(EXERCISE AIM) Every line of the data below should be printed exactly. Nothing may be dropped.

(RECORDS)
PR #86, opened 2021-10-04
Fix bug during first load of remote livePhoto

ua741:
## Bug Description
During the load of live photo, we fetch both the image and video in parallel.  
For remote live photos, we were using the same download key for keeping track of both. This results in unexpected behaviour, where instead of resolving the future with image, we end up returning the video and the UI fails to load that. 
The subsequent load of the same file works fine as we fetch the correct file from the cache.

Fix:
Use separate IDs for tracking future for image and video for a live photo. 
## Test Plan

- Tested locally and verified that first load of remote image is working as expected.


lib/utils/file_util.dart
```diff
@@ -109,31 +109,53 @@ Future<io.File> getFileFromServer(
...
+
+Future<io.File> _getLivePhotoFromServer(ente.File file,
+    {ProgressCallback progressCallback, bool needLiveVideo}) async {
+  final downloadID = file.uploadedFileID;
+  try {
+    if (!livePhotoDownloadsTracker.containsKey(downloadID)) {
+      livePhotoDownloadsTracker[downloadID] =
+          _downloadLivePhoto(file, progressCallback: progressCallback);
+    }
+    final _livePhoto = await livePhotoDownloadsTracker[file.uploadedFileID];
```
vishnukvmd, line 145: `_` prefix is only used for instance variables, not local ones.

vishnukvmd (dismissed):

vishnukvmd:
When I open a live photo that hasn't been downloaded yet, and long press, it does not play even after the download is complete. If I switch to a different file and switch back and then long press, it plays as expected.

Ideal interaction would be to show a toast saying `downloading...` and then playback on long press once the download is complete.

lib/ui/zoomable_live_image.dart
```diff
@@ -95,37 +102,55 @@ class _ZoomableLiveImageState extends State<ZoomableLiveImage>
...
+    var videoFile = await getFile(widget.file, liveVideo: true)
+        .timeout(Duration(seconds: 15))
+        .onError((e, s) {
+      _logger.info("getFile failed ${_file.tag()}", e);
+      return null;
     });
+
+    if ((videoFile == null || !videoFile.existsSync()) &&
+        _file.isRemoteFile()) {
+      videoFile = await getFileFromServer(widget.file, liveVideo: true)
```
vishnukvmd, line 130: `getFile` internally calls `getFileFromServer` too right? Why are we retrying here?

ua741: This is to handle the case where we have a localID in the db but we fail to load the video from the local storage. (Saw similar pattern in ZoomableImageView widget).

vishnukvmd: Got it. It's to handle files that were deleted on local.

(WRITTEN RESPONSE)
PR #86, opened 2021-10-04
Fix bug during first load of remote livePhoto

ua741:
## Bug Description
During the load of live photo, we fetch both the image and video in parallel.  
For remote live photos, we were using the same download key for keeping track of both. This results in unexpected behaviour, where instead of resolving the future with image, we end up returning the video and the UI fails to load that. 
The subsequent load of the same file works fine as we fetch the correct file from the cache.

Fix:
Use separate IDs for tracking future for image and video for a live photo. 
## Test Plan

- Tested locally and verified that first load of remote image is working as expected.


lib/utils/file_util.dart
```diff
@@ -109,31 +109,53 @@ Future<io.File> getFileFromServer(
...
+
+Future<io.File> _getLivePhotoFromServer(ente.File file,
+    {ProgressCallback progressCallback, bool needLiveVideo}) async {
+  final downloadID = file.uploadedFileID;
+  try {
+    if (!livePhotoDownloadsTracker.containsKey(downloadID)) {
+      livePhotoDownloadsTracker[downloadID] =
+          _downloadLivePhoto(file, progressCallback: progressCallback);
+    }
+    final _livePhoto = await livePhotoDownloadsTracker[file.uploadedFileID];
```
vishnukvmd, line 145: `_` prefix is only used for instance variables, not local ones.

vishnukvmd (dismissed):

vishnukvmd:
When I open a live photo that hasn't been downloaded yet, and long press, it does not play even after the download is complete. If I switch to a different file and switch back and then long press, it plays as expected.

Ideal interaction would be to show a toast saying `downloading...` and then playback on long press once the download is complete.

lib/ui/zoomable_live_image.dart
```diff
@@ -95,37 +102,55 @@ class _ZoomableLiveImageState extends State<ZoomableLiveImage>
...
+    var videoFile = await getFile(widget.file, liveVideo: true)
+        .timeout(Duration(seconds: 15))
+        .onError((e, s) {
+      _logger.info("getFile failed ${_file.tag()}", e);
+      return null;
     });
+
+    if ((videoFile == null || !videoFile.existsSync()) &&
+        _file.isRemoteFile()) {
+      videoFile = await getFileFromServer(widget.file, liveVideo: true)
```
vishnukvmd, line 130: `getFile` internally calls `getFileFromServer` too right? Why are we retrying here?

ua741: This is to handle the case where we have a localID in the db but we fail to load the video from the local storage. (Saw similar pattern in ZoomableImageView widget).

vishnukvmd: Got it. It's to handle files that were deleted on local.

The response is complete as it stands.